PE assembly method for Roche/454, Illumina, and Ion Torrent data

NextGENe Online Help : Sequence Assembly Tool : Sequence Assembly Tool Settings : PE assembly method for Roche/454, Illumina, and Ion Torrent data

The PE Assembly method is a novel paired end assembly algorithm developed by SoftGenetics. This assembly method is designed to tolerate repeat regions smaller than the paired end library size to produce accurate assembly results. The PE assembly method uses a traditional scaffolding assembly algorithm. Short “words” within reads are used to find overlaps to form the scaffold. This generates initial assemblies that stop at repetitive regions. These initial assemblies are referred to as scaffold contigs. (NextGENe places these contigs in the ScaffoldContigs.fasta file. You can use this file to manually select which scaffold contigs are to be linked together. See The NextGENe Long PE Assembly Mapping Tool.) When paired reads are used, the paired information is used to continue the assemblies past the repetitive regions to make larger contigs that otherwise could not be assembled simply by scaffolding. Although you can use the PE assembly method for the assembly of single sequence read data, it is most effective for paired reads with relatively small library sizes, such as 200 bp library paired end Illumina reads.

Setting	Description
Paired End Data	Select this option if you are assembling paired end data.
• Library Size	• The size of the fragment that is being sequenced.
• Long Library Size (> 1000 Bases)	• If the library is greater than 1000 bases, then in addition to specifying the library size, you must also select this option.

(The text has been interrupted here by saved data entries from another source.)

Issue #12226, opened 2026-03-26
Values Missing From Column Filter After Condition Is Applied


GreenFlux:
### Describe the bug

Before a filter is applied to a column, all values show in the preview list at the bottom of the filter. But after applying a condition to the filter, the list no longer acts as a preview and the filter has to be saved and reopened to see the list update. 

[Related thread on forums
](https://forum.handsontable.com/t/filter-by-value-checkbox-inconsistent-behavior/9048)

**Before applying filter**
The checkbox serves as the means of turning the filter on/off for that value, and the value always shows in the list regardless of the checkbox state. 

<img width="455" height="411" alt="Image" src="https://github.com/user-attachments/assets/b5caffa7-8eb7-4d1a-806c-f3c28ab821bb" />

**After filter is saved**
But after applying `Filter by Condition > Contains > {value}`, clicking ok, and returning to the filter, values are missing from the list. Instead of being only unchecked- they are unchecked and hidden, making it impossible to recheck the values. 

<img width="380" height="462" alt="Image" src="https://github.com/user-attachments/assets/6f12171e-aa3e-426d-8a86-60fc3cc3f70f" />

This behavior is inconsistent and hard to reset the filter. Clearing the text and changing the Filter by condition to None does not update the preview list of values. 

<img width="385" height="412" alt="Image" src="https://github.com/user-attachments/assets/22559e5e-8f54-439d-a463-fffbde65911f" />

You have to click OK after resetting the Filter by condition (closing the filter) and then reopen it to see the values return. 

It seems like we treat the list of values as a preview of the filter in some cases, and other times it doesn't update the list until you save the filter. 

### Handsontable version

17.0.1

### Your environment

Chrome, MacOS

sl01k:
We'll investigate how to improve this. Thanks again for raising it!

budnix:
Thanks for the report. The issue has been fixed (https://github.com/handsontable/handsontable/pull/13212) and will be released in upcoming versions.

PR #13212, opened 2026-08-20
DEV-2584: Stop a column's own filter condition hiding its own values (#12226)

budnix:
### Context

The PR fixes the "filter by value" list of a column that is filtered by a condition, reported in #12226 (v17.0.1).

Apply `Filter by condition > Contains > <text>` on a column, click OK, then reopen that column's dropdown menu. The list at the bottom shows only the values that matched the condition. The other values are not merely unchecked — they are gone, so there is no way to check them back on. Clearing the condition in the menu does not bring them back either; the menu has to be confirmed and reopened first.

Applying a `by_value` filter on the same column behaves correctly: the list keeps every value and only unchecks the ones that were filtered out. The two paths disagreed.

**Root cause.** `ValueComponent` builds the list two different ways:

1. When the column already carries a `by_value` condition, `updateState()` builds the list through `ConditionUpdateObserver`'s `filteredRowsFactory`. That factory applies only the conditions of the columns **before** this one in the stack — the column's own conditions are excluded. Correct.
2. Otherwise `setState()` falls through to `reset()`, which read `getDataAtCol()` — the currently **visible** rows. The column's own condition had already trimmed them, so its own values disappeared.

**Fix.** `reset()` now gets its rows from a new `Filters._getValueListDataAtColumn()`, which picks the source per column:

- a column that sits in the condition stack gets the rows that survive the conditions of the columns **before** it — the same rule `filteredRowsFactory` already applies;
- a column outside the stack keeps reading `getDataAtCol()`, so its list stays narrowed down by the other columns' filters (the intended pivot-style behavior, unchanged);
- with a data provider the local path is skipped entirely, since filtering happens server-side and the list is hidden.

The list is built on menu open and never stored, so it cannot go stale and none of this work runs on the `afterChange` update cascade. `setState()` also skips rebuilding the list when a `by_value` snapshot is about to replace it, which removes a full column read per menu open.

`getSortComparatorForMeta()` now takes `unknown` and narrows with an `in` check, so the loosely typed data-map entries flow through without a cast.

**Note on the first revision of this PR** (superseded by `05c5fa1b29`): it stored an `itemsSnapshot` on the `CONDITION_NONE` state and had `setState()` restore it. That was wrong — `getState()` returns an `itemsSnapshot` on *every* OK click, `saveState()` writes it for the confirmed column, and nothing clears it. Confirming an unfiltered column's menu froze its list at that moment. `another column's list follows the filtered column even after it was confirmed once` is the regression test for it.

### How has this been tested?

New Playwright spec (6 cases) with its own fixture and page object:

```bash
cd tests && npx playwright test --project=e2e-main e2e/filters-value-list.spec.ts
```

Verified red-before-green by rebuilding against the pristine `develop` source: `keeps every value of a column that is filtered by a condition` and `a value the condition filters out can still be unchecked` both fail. `another column's list follows the filtered column even after it was confirmed once` fails against this PR's first revision.

Cases covered: the full value list survives a condition filter; confirming that list unchanged alters nothing; a value the condition filters out can be unchecked and stays out after the condition is dropped; an already visible value can still be unchecked; another column's list follows the filtered column both before and after its own menu has been confirmed.

Full suites, all green:

```bash
npm --prefix handsontable run test:e2e -- --testPathPattern=filters   # 283 specs, 0 failures
npm --prefix handsontable run test:unit                               # 3556 tests, 0 failures
```

Manual check in Chrome against a local build of the reported scenario.

Four legacy Jasmine cases encoded the old, narrowed list and were updated:

- `filtersUI.spec.js` — three cases clicked the multiple-select item at index 0 after reopening a condition-filtered column. The list now holds every value, so index 0 is a different item. They pick the item by its label instead, through a new `uncheckByValueItem()` test helper.
- `filtersUI.spec.js` — "should restore correct components' state after altering columns" now expects the condition-filtered column to list all 7 source values, all checked.
- `dropdownMenu.spec.js` — the ">2 conditions cannot be displayed" case now lists all 3 values. That column exceeds what the menu can render, so the plugin warns and the value component falls back to rebuilding its list.

### Types of changes

### Related issue(s):

1. #12226
2. DEV-2584

### Affected project(s):

- [x] `handsontable`
- [ ] `@handsontable/vue3`

### Checklist:

ClickUp task: https://app.clickup.com/t/9015210959/DEV-2584

---

> [!NOTE]
> <sup>[Cursor Bugbot](https://cursor.com/bugbot) is generating a summary for commit 3eb17b7dc2d423f21e67ccecd68e9c4735e8d2fe. Configure [here](https://www.cursor.com/dashboard/bugbot).</sup>


qunabu:
Task linked: [DEV-2584 [GH-12226] Column's own filter condition hides its own values in the "filter by value" list](https://app.clickup.com/t/9015210959/DEV-2584)

adrianspdev (approved):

Section Size	Available only if Long Library is selected. Scaffold contigs are broken into sections when they are being assembled so that the distance between the contigs can be estimated. For the majority of datasets, the default value of 400 is the recommended value.
Minimum Scaffold Length	Available only if Long Library is selected. Any scaffold contigs that are shorter than the specified Minimum Scaffold Length are discarded and are not are used in the generation of the final contigs.

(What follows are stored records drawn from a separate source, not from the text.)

PR #13214, opened 2026-08-21
DEV-2578: Fix the partial-mode comments and close two packaging check gaps

demtario:
### Context

The PR fixes four review findings raised on #13210 (DEV-2578) after it was merged. None of them changes what CI does today; three close a gap between what the code claims and what it enforces, one closes a hole in the enforcement itself.

**1. The "exactly one caller" claim was false.** #13210's second commit moved `visual.yml` to `postbuild:partial`, making it a second partial caller, but two comments at the enforcement point were left saying only the ES + CJS build job may opt out — `prepare-package-for-publish.mjs`'s header and the `prepare-package-for-publish.partial` note in `tasks.json`. A reader trusts the comment next to the code over a test in another directory. Both now state the *rule* rather than a count — only a tree that never reaches a registry may skip the checks — and name `test/__tests__/previewPackaging.unit.js` as the place both call-site lists are pinned, so the next call site needs no third comment edit.

**2. A pattern-mode copy entry bypassed the completeness check.** For an object entry, `glob.sync(fileToCopy.pattern)` matching zero files pushed no destination, so the strict check on `COPY_DESTINATIONS` never saw the entry at all. Latent today — the copy list is all strings — but the script's guarantee would have quietly weakened the day someone added a pattern entry. Fixed on the destination side, deliberately: a source that is legitimately absent must keep passing (the preview job composes from a `tmp/` built in another job, and `handsontable/languages` is gitignored — that is exactly what #13210's second commit had to fix). So a zero-match pattern is translated into the pattern its files are addressed by inside `tmp/` (the same leading segments `pathSlice` drops), and only a tree holding none of them is reported as incomplete. The check confirms the *addressing*, never that the files are the ones the entry meant — the source is absent by definition — and a pattern whose sliced prefix is not literal is refused as unverifiable rather than checked against a pattern that means something else.

**3. The call-site tripwire scanned `.github/workflows/*.yml` only.** Composite actions under `.github/actions/**` run the same commands and were a blind spot. None calls `postbuild` today, so this is future-proofing; the scan now walks both trees recursively (nested composite actions are legal), keys on repo-relative paths (all five action files are named `action.yml`, so the file name alone would have made the assertion meaningless), and dedupes and sorts both lists instead of pushing once per matching line. What it cannot see is stated rather than glossed over: the lifecycle callers — `emitted-types.yml`, `docs-angular-typecheck.yml` and the `docs-angular-typecheck` action all run `npm run build --prefix handsontable` — never name `postbuild`, so no test guards them; they pass only because they build the whole package from source.

**4. No `AGENTS.md` entry for a new convention.** #13210 introduced two things a future agent trips on: strict-by-default `postbuild` with the `--partial` escape hatch, and the subtler one — the npm lifecycle auto-runs `postbuild` after any `npm run build` in `handsontable/`, so every new full-build call site inherits the strict gate without opting in, while invoking the task runner directly (`node scripts/run.mjs build`) never triggers it. Both are now a gotcha in the root `AGENTS.md`, next to the CI-orchestrator entry.

The finding also noted that #13210's own description repeats the false claim. That PR is merged and its body is left as it stands; this description is the correction.

CodeQL then flagged the first version of the pattern translation on this branch (alert 85, incomplete string escaping), which was a real defect and worse than the alert said: the `../` strip ran *before* the slice, while the copy step slices the matched path first, so `../types/**` with `pathSlice: 1` derived `**` instead of `types/**`. Both the order and the alert are fixed, with a test per leg.

### Addressed from the review on this PR

**1. The `../` drop had no red-able test.** The order test uses `pathSlice: 1`, where the slice consumes the `..` before the drop is reached, so the one branch that performs the documented drop ran in no test at all – removing `targetSegments.shift()` left all 16 cases green. The code was right; only its coverage was missing. A sibling of the order test at `pathSlice: 0`, one variable changed, now pins it.

**2. The refusal diagnostic misstated its reason for one input.** `toTargetPattern` returned a bare `null` for two different refusals, and the single call-site message named only the wildcard one. `{ pattern: 'types', pathSlice: 1 }` has a fully literal prefix and simply slices away to nothing, yet the script reported "its first 1 sliced segment(s) are not literal" – false for that input, and it sends a reader looking for a wildcard that is not in the pattern. The function now returns either the pattern or the reason it cannot produce one, the two refusals carry their own wording, and the sliced-away case asserts the new message *and* the absence of the old one. Refusing was already right in both cases: the copy step drops such a match into the root of `tmp/` unnamed, so there is no pattern its files are addressed by.

The review's two remaining notes are deliberately not acted on. The wildcard guard's breadth is a choice already pinned by a test, and the description overclaim is corrected below.

### How has this been tested?

**Every new check was shown red before it was green.** With the tests in place and the script reverted to develop's version, every case asserting a behavior develop does not have fails, and the rest pass:

```bash
git checkout origin/develop -- handsontable/scripts/prepare-package-for-publish.mjs
npm run test:unit --prefix handsontable -- --testPathPattern=previewPackaging
# ✕ should fail when a copy pattern is met by neither the checkout nor the composed tree
# ✕ should read an unmet copy pattern in the same order the copy step does
# ✕ should drop a leading `..` from a pattern nothing is sliced off
# ✕ should refuse to verify a copy pattern sliced through a wildcard
# ✕ should refuse a sliced prefix that is a single-segment wildcard too
# ✕ should refuse a copy pattern that slices away entirely
# ✕ should downgrade an unmet copy pattern to a warning in the partial mode
# Tests: 7 failed, 11 passed, 18 total
git checkout HEAD -- handsontable/scripts/prepare-package-for-publish.mjs
```

An earlier revision of this description put that run at `4 failed, 10 passed, 14 total` and named four cases. That was the count at the revision it was written against; it went stale as cases were added, and is corrected above.

**Ten new cases in `previewPackaging.unit.js`** (8 → 18), which make the destination-side derivation falsifiable rather than asserting it only where it cannot fail:

- a pattern met by neither the checkout nor `tmp/` → strict mode exits 1, naming the pattern and `postbuild:partial`;
- the same tree in `--partial` → exit 0 with a warning;
- **a pattern absent from the checkout whose files `tmp/` already carries → exit 0** — the preview-job case, and the one that breaks CI if the `pathSlice` translation is wrong;
- a pattern matched in the checkout with `pathSlice: 1` → the file lands at the sliced destination;
- `../types/**/*.d.ts` with `pathSlice: 1` → satisfied by `tmp/types/base.d.ts`, not by `tmp/base.d.ts`, which is the order the copy step reads it in (it slices the matched path first, and drops a leading `../` only afterwards);
- a pattern sliced through a wildcard (`src/**/types/*.d.ts`, `pathSlice: 2`) → refused as unverifiable, because `pathSlice` counts *path* segments while the pattern is sliced by *pattern* segments;
- `../types/**/*.d.ts` at `pathSlice: 0` → the same differential pair as the order test with one variable changed, and the only shape that reaches the `..` drop itself: satisfied by `tmp/types/base.d.ts`, not by `tmp/base.d.ts`;
- `types` with `pathSlice: 1` → refused for slicing away entirely, asserting the new wording *and* the absence of the wildcard wording, because both refusals exit 1 and only the reason tells them apart;
- a *single-segment* wildcard prefix (`src/*/types/*.d.ts`, `pathSlice: 2`) → refused as well, and pinned as such. Only `**` and a brace break the count outright (a brace expands before the pattern is read segment by segment, so it can hold a separator the split shreds, while `*`, `?` and a character class never match one). The guard is deliberately broader than those two: a wildcard prefix is not a known prefix, and the check refuses what it cannot decide rather than deciding as much as it could. The JSDoc now states that rule instead of the `**` case alone.

The guard-breadth case *is* red against develop, since develop has no guard at all – but develop-red proves only that a guard exists, not how broad it is. The narrowed-guard run below is the evidence that carries the breadth, which is why the case is here:

```bash
# guard narrowed to /\*\*|[[{]/ in toTargetPattern
npm run test:unit --prefix handsontable -- --testPathPattern=previewPackaging
# ✕ should refuse a sliced prefix that is a single-segment wildcard too
# Tests: 1 failed, 17 passed, 18 total
# guard restored
# Tests: 18 passed, 18 total
```

The two cases added for the review findings were each shown red against the exact defect they cover, one at a time:

```bash
# targetSegments.shift() removed from toTargetPattern
# ✕ should drop a leading `..` from a pattern nothing is sliced off  (Expected: 0, Received: 1)
# Tests: 1 failed, 17 passed, 18 total

# the sliced-away refusal collapsed back onto the wildcard wording
# ✕ should refuse a copy pattern that slices away entirely
#   Expected substring: "leaves nothing to address the files by"
# Tests: 1 failed, 17 passed, 18 total
```

The second is red on the message, not on the exit code – the script exits 1 either way, and the reason is the whole finding.

`runOnFixture` grew a `sourceFiles` argument and returns the composed file list, so the sliced-destination case asserts where the copy actually landed.

**Full runs:**

```bash
npm run test:unit --prefix handsontable        # 312 suites, 3742 tests, all green
npm run eslint --prefix handsontable           # 0 errors (601 pre-existing warnings, none in the changed files)
```

No full build was run: the pattern branch is reachable only from an object entry in `handsontable.copy`, and every entry there is a string, so composition of the real package is byte-for-byte what #13210 shipped.

[skip changelog] — tooling, test, and agent-documentation only; no `handsontable/src/**` or `wrappers/**` change.

### Types of changes

### Related issue(s):

1. DEV-2578
2. Follow-up to #13210

### Affected project(s):

- [x] `handsontable`
- [ ] `@handsontable/vue3`

### Checklist:

---

> [!NOTE]
> **Low Risk**
> Changes are limited to publish scripting, CI wiring tests, and documentation; no runtime library or wrapper code paths.
> 
> **Overview**
> Follow-up to **#13210** that tightens publish-package completeness checks and fixes misleading comments—**CI behavior for existing workflows stays the same**.
> 
> **`prepare-package-for-publish.mjs`** now validates **pattern-mode** `handsontable.copy` entries when the source glob matches nothing (a case that previously skipped `COPY_DESTINATIONS` entirely). It maps each pattern to where files should live in `tmp/` via new **`toTargetPattern`**, aligned with the copy step (slice matched path first, then drop one leading `../`). Optional **`pathSlice`** is normalized with **`?? 0`**. Patterns with a non-literal sliced prefix or that slice to nothing are **refused** as unverifiable rather than checked against the wrong glob. Trees that already have the expected files in `tmp/` (preview jobs pulling artifacts) still pass.
> 
> Comments and **`tasks.json`** now state the rule: only trees that **never reach a registry** may use **`postbuild:partial`** (today **`build.yml`** and **`visual.yml`**), not “exactly one caller.” **`AGENTS.md`** documents strict-by-default **`postbuild`** after **`npm run build`** vs **`run.mjs`**, and the partial escape hatch.
> 
> **`previewPackaging.unit.js`** scans **workflows and composite actions** for **`postbuild`** / **`postbuild:partial`** call sites, and adds unit tests for the new pattern translation and failure/warning paths.
> 
> <sup>Reviewed by [Cursor Bugbot](https://cursor.com/bugbot) for commit 91b3ee560334e4c66b3730a0c770995c6db3adde. Bugbot is set up for automated code reviews on this repo. Configure [here](https://www.cursor.com/dashboard/bugbot).</sup>


qunabu:
Task linked: [DEV-2578 Core: pkg.pr.new preview packages ship a stale exports map — no theme/icon CSS subpaths, no dist/themes](https://app.clickup.com/t/9015210959/DEV-2578)

danielzytohoc:
Reviewed against the four findings from the #13210 review — **no blocking issues found**. Nice follow-up, and the red-before-green demonstration in the description (reverting the script to develop and showing exactly the four new pattern cases fail) is the standard we want for enforcement code.

What I verified beyond reading the diff:

- **The pattern translation matches the copy step's real semantics.** `toTargetPattern` slices *pattern* segments first and drops a single leading `..` afterwards — mirroring the copy step's `split(sep).slice(pathSlice)` followed by one `'../'` replace on the joined string. Traced `../types/**` with `pathSlice: 1` through both paths: both land at `tmp/types/`. The CodeQL-flagged ordering defect is genuinely fixed — [alert 85](https://github.com/handsontable/handsontable/security/code-scanning/85) is in state *fixed*, and the two-sided test (`should read an unmet copy pattern in the same order the copy step does`) pins the order in both directions.
- **`pathSlice ?? 0` changes nothing in the copy step** (`slice(undefined)` already behaved as `slice(0)`) while making the wildcard guard read the same entry consistently; the inline comment about the two `slice` readings is accurate.
- **The AGENTS.md entry's claims hold in the tree**: `emitted-types.yml`, `docs-angular-typecheck.yml`, and the `docs-angular-typecheck` composite action all run `npm run build --prefix handsontable` and are correctly described as lifecycle callers the tripwire cannot see.
- The tripwire rewrite is right: recursive scan of `.github/actions/**` (nested composite actions are legal), `ya?ml` on both trees, repo-relative keys, deduped sets. Workflows staying non-recursive is correct — GitHub only reads top-level `.github/workflows`.

Two low notes, neither blocking:

1. **The wildcard guard refuses more than its rationale requires.** The JSDoc justifies refusal by `**` matching a variable number of path segments, but `/[*?[{]/` also refuses single-segment wildcards (`?`, `[abc]`, `{a,b}`), which *do* preserve segment-count alignment. Consequence: an entry with such a prefix, an absent source, and a complete tree would fail strict mode as "unverifiable" despite being checkable. Conservative, loud, and consistent with the stated "unverifiable rather than wrongly verified" policy — fine as a deliberate choice, just noting it is broader than the `**` case the comment names.
2. **Two stale bot threads are worth closing so the next reviewer does not re-litigate them.** The cursor "Undefined pathSlice" comment re-anchored onto the head commit, but the head contains `pathSlice ?? 0` plus the covering test (`should accept a copy pattern that declares no pathSlice`) — the finding predates the fix. A short "fixed in `3cee434`" reply on that thread and the outdated CodeQL one would do it.

demtario:
Thanks for the trace, both notes handled in `7d98161`.

**Note 1.** You are right that the guard refuses more than the JSDoc's rationale justifies, and I kept the guard while fixing the comment, which is where the mismatch actually was. One correction to the note: `{a,b}` belongs on the *other* side of the line. glob brace-expands before the pattern is read segment by segment, so a brace can hold a separator that the `split(/[\\/]/)` above shreds:

```
glob.sync('{utils/console.mjs,run.mjs}')  // ['utils/console.mjs'] - spans a separator
glob.sync('utils[/]console.mjs')          // []                    - a class cannot
glob.sync('*/console.mjs')                // []                    - nor can `*`
```

So `**` and `{` break the segment count outright, while `*`, `?` and `[abc]` keep it aligned. The JSDoc now names those two, then states that the guard is deliberately broader than them: a wildcard prefix is not a known prefix, and this check refuses what it cannot decide rather than deciding as much as it could. Added `should refuse a sliced prefix that is a single-segment wildcard too` (`src/*/types/*.d.ts`, `pathSlice: 2`) so the breadth is pinned and reads as a choice rather than as an oversight to tidy up. It cannot be shown red against develop, since develop has no guard at all, so it was shown red against a guard narrowed to `/\*\*|[[{]/` (1 failed, 15 passed) and green with the guard restored (16 passed). PR description updated with both.

**Note 2.** Both bot threads are already resolved, and the CodeQL one is marked outdated too, so I left them as they stand rather than adding a reply that says what the thread state already says. Shout if you would rather have the explicit "fixed in `3cee434`" line on the cursor thread.

handsontable/scripts/prepare-package-for-publish.mjs
```diff
@@ -72,6 +74,44 @@ glob.sync('./**/*.d.ts', { cwd: TARGET_PATH, nodir: true }).forEach((dtsFile) =>
...
+    return null;
+  }
+
+  const targetSegments = segments.slice(pathSlice);
+
+  // The copy step builds its destination the same way round: it slices the matched path first and
+  // drops a single leading `../` only afterwards, that being the only position where it means
+  // anything.
+  if (targetSegments[0] === '..') {
+    targetSegments.shift();
```
danielzytohoc, line 117: This branch never executes in any test: the order test uses `pathSlice: 1`, where the slice consumes the `..`, so the drop itself runs only for a `../…` pattern with `pathSlice` 0/omitted. The code is right — it mirrors the copy step's `replace('../', '')` — but the one path that performs the documented drop has no red-able test. The same differential-pair shape as the order test, at `pathSlice: 0`, would cover it.

handsontable/scripts/prepare-package-for-publish.mjs
```diff
@@ -72,6 +74,44 @@ glob.sync('./**/*.d.ts', { cwd: TARGET_PATH, nodir: true }).forEach((dtsFile) =>
...
+  }
+
+  return targetSegments.join('/') || null;
```
danielzytohoc: This `|| null` leg is untested, and the diagnostic it routes to misstates the reason. I ran the script on `{ pattern: 'types', pathSlice: 1 }` — the prefix is fully literal, the pattern just slices away entirely — and it refuses with exit 1 (fail-safe, good) but reports "its first 1 sliced segment(s) are not literal", which is false for that input. Worth a message of its own ("the pattern slices away entirely") plus a case pinning it.

danielzytohoc (commented):
I focused on whether the new tests meet the test-writing bar (falsifiable, intent-encoded, no hollow assertions). Verdict: they do — verified by running them, not just reading them.

**Verification** (throwaway worktree at 540bf361e):

- All 16 `previewPackaging` cases green at the head.
- With only `prepare-package-for-publish.mjs` reverted to `origin/develop`, 5 of the 8 new cases go red — the four named in the description plus the guard-breadth one — each failing on its behavioral assertion (`Expected: 1, Received: 0`), so red for the right reason.

**What holds up well:**

- Every case states the requirement and asserts observable behavior — exit code, the diagnostic naming the offending pattern, where files land. No hollow assertions, nothing mocked: the suite spawns the real script on real temp trees.
- `should read an unmet copy pattern in the same order the copy step does` is the strongest one: the differential pair (file at `tmp/` root → 1, at `tmp/types/` → 0) pins the slice-then-strip order — exactly the CodeQL bug class.
- `should refuse a sliced prefix that is a single-segment wildcard too` pins the guard's breadth as policy, so a future tidy-up can't silently narrow it.
- The must-pass direction is covered too (pattern satisfied by `tmp/`, omitted `pathSlice`), which is what keeps the new check from breaking the preview job.

Two small coverage gaps inline — the only code notes I have.

One description nit: "the eighth case cannot be shown red against develop" is literally false — I ran it against develop and it is red there (expects 1, gets 0), since any guard existing makes it red. The narrowed-guard run is the stronger evidence — develop-red proves a guard exists, not its breadth — so the practice was right; the sentence just overclaims.

Neither gap blocks the merge for me — I'd take both as a small follow-up commit on this branch.

handsontable/scripts/prepare-package-for-publish.mjs
```diff
@@ -85,6 +119,28 @@ FILES_TO_COPY.forEach((fileToCopy) => {
...
     pathSlice = fileToCopy.pathSlice;
+
+    if (foundFiles.length === 0) {
+      // No match means no destination is recorded, so the check below cannot see this entry at
+      // all. Ask the destination side instead: the tree may already carry the files from an
+      // artifact built elsewhere (the preview job extracts a `tmp/` composed in another job),
+      // which is legitimate; holding nothing addressed the way this entry addresses its files
+      // is an incomplete package. The source is absent by definition here, so this confirms the
+      // addressing, never that the files are the ones the entry meant.
+      const targetPattern = toTargetPattern(fileToCopy.pattern, pathSlice);
```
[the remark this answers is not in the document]
demtario: Fixed in `3cee434`, before this comment re-anchored onto the head commit. The head reads `pathSlice = fileToCopy.pathSlice ?? 0`, so the copy step's `slice(pathSlice)` and the guard's `slice(0, pathSlice)` read the same entry the same way, and an omitted `pathSlice` no longer makes a wildcard look unverifiable. Covered by `should accept a copy pattern that declares no pathSlice` in `previewPackaging.unit.js`.

handsontable/scripts/prepare-package-for-publish.mjs
```diff
@@ -72,6 +74,23 @@
...
+ * Translate a copy pattern into the pattern its files are addressed by inside the composed tree,
+ * by dropping the same leading segments `pathSlice` drops off each matched path.
+ *
+ * @param {string} pattern The `handsontable.copy` pattern, e.g. a declaration glob under `types/`.
+ * @param {number} pathSlice How many leading path segments the copy step slices off.
+ * @returns {string}
+ */
+function toTargetPattern(pattern, pathSlice) {
+  const segments = pattern
+    .replace('../', '') // the copy step strips it the same way when it builds the destination
```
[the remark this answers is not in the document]
demtario: Fixed — [alert 85](https://github.com/handsontable/handsontable/security/code-scanning/85) is in state *fixed*. `toTargetPattern` no longer does a string replace at all: it splits the pattern, slices the `pathSlice` leading segments, and drops a single leading `..` *segment* afterwards, which is the order the copy step reads it in. `should read an unmet copy pattern in the same order the copy step does` pins that order in both directions.

handsontable/scripts/prepare-package-for-publish.mjs
demtario: Confirmed by running it, and fixed in `91b3ee5603`.

With `targetSegments.shift()` deleted the whole suite stayed green at 16/16, so the branch was reached by nothing. Added `should drop a leading '..' from a pattern nothing is sliced off` as the sibling you describe: the same differential pair as the order test with one variable changed, at an explicit `pathSlice: 0` rather than an omitted one, since omission is already covered by `should accept a copy pattern that declares no pathSlice` and the explicit 0 makes the pair read as the order test's twin.

```
../types/**/*.d.ts, pathSlice: 0
  tmp/base.d.ts        -> 1
  tmp/types/base.d.ts  -> 0
```

Red-checked against the defect itself: with `shift()` removed, that case is the only failure, and it fails on the `inPlace` leg (`Expected: 0, Received: 1`) - the drop is what puts the files under `tmp/types/`.

handsontable/scripts/prepare-package-for-publish.mjs
demtario: Reproduced exactly as you describe, and fixed in `91b3ee5603`. Running the script on `{ pattern: 'types', pathSlice: 1 }` gave:

```
ERROR: The composed package is incomplete:
- The copy pattern matches nothing and cannot be checked against the package, because its first 1 sliced segment(s) are not literal: types
```

The prefix is fully literal, so that reason is false for this input and sends a reader looking for a wildcard that is not in the pattern.

`toTargetPattern` now returns either `{ pattern }` or `{ refusal }` instead of a bare `null`, so the two refusals carry their own wording and the call site reports whichever it got:

- non-literal sliced prefix -> `its first N sliced segment(s) are not literal` (unchanged - two existing cases pin that substring)
- slices away to nothing -> `slicing its first N segment(s) leaves nothing to address the files by`

Refusing was already right for both: at `pathSlice: 1` the copy step drops such a match into the root of `tmp/` unnamed, so there is no pattern its files are addressed by either. The JSDoc says so now, in place of the old "returned as `null`" contract.

`should refuse a copy pattern that slices away entirely` pins it, and asserts the absence of the old wording as well as the presence of the new one. Red-checked against the collapsed message rather than against develop, deliberately - the script exits 1 either way, so the exit code proves nothing here and the reason is the whole finding:

```
# the sliced-away refusal collapsed back onto the wildcard wording
# x should refuse a copy pattern that slices away entirely
#   Expected substring: "leaves nothing to address the files by"
# Tests: 1 failed, 17 passed, 18 total
```

One unrelated tidy-up while in the JSDoc: the first draft of `@returns` carried `?: undefined` members to help a structural checker discriminate the union, but `handsontable/tsconfig.json` only includes `src/**/*`, so `scripts/` is never type-checked and they were noise. Dropped.

danielzytohoc (approved):
Re-verified `91b3ee5603` the same way as the first pass — by running it in a throwaway worktree, not by reading it:

- 18/18 green at the head.
- With `targetSegments.shift()` deleted, exactly one case goes red — `should drop a leading '..' from a pattern nothing is sliced off`, on the `inPlace` half (`Expected: 0, Received: 1`): without the drop the derived pattern escapes `tmp/` and a complete tree is wrongly refused. The pair isolates exactly the defect it was written for.
- With the script at the previous head (`540bf361e`), exactly one case goes red — `should refuse a copy pattern that slices away entirely`, on the message discrimination (`not.toContain('not literal')`). "Red on the message, since the script exits 1 either way and the reason is the whole finding" is the right subtlety.

Both threads resolved, and the description rewrite lands the develop-red vs narrowed-guard distinction accurately.

One take-it-or-leave-it aside, non-blocking and pre-existing before `91b3ee5603`: the two `../types/**` fixtures (the order test and the new drop test) glob one level above the `mkdtempSync` sandbox, into the OS tmpdir — a stray `$TMPDIR/types/*.d.ts` tree would flip their `rootOnly` legs. If this file gets touched again, nesting the spawn cwd one level inside the temp dir keeps `../` sandboxed. Not worth a round on this PR.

Word Length	The word length that is used for scaffolding. This value is determined by the average depth of coverage for the data. The lower the average depth of coverage for the data, the shorter this value should be. Conversely, the higher the average depth of coverage for the data, the longer this value should be. (Longer word lengths result in greater noise reduction.) If coverage falls within the range of 20-30x, the recommended word length is 23. If coverage is approximately 50x, the recommended word length is 29. The maximum recommended value for word length is 31.
High Coverage Limited: Max Coverage = [x]	The maximum coverage that is to be used for assembly. For sequences with higher coverage, reads up to the maximum coverage are used. Additional reads with the sequence are ignored, which increases processing speed.
Final Contig Merging	Merges any overlapping contigs that were found after scaffolding and linking with the paired reads are complete.
Reduce Memory Usage	When this option is selected, only the 5’ end of the read is used to create “words” for indexing (to determine overlaps). The number of bases used to index is determined according to the following: (0.5+ (20/L))(L), where L = the average read length. Note: The memory that is conserved by this method is more significant for longer reads. For 36 bp reads, there is no difference in the memory that is used.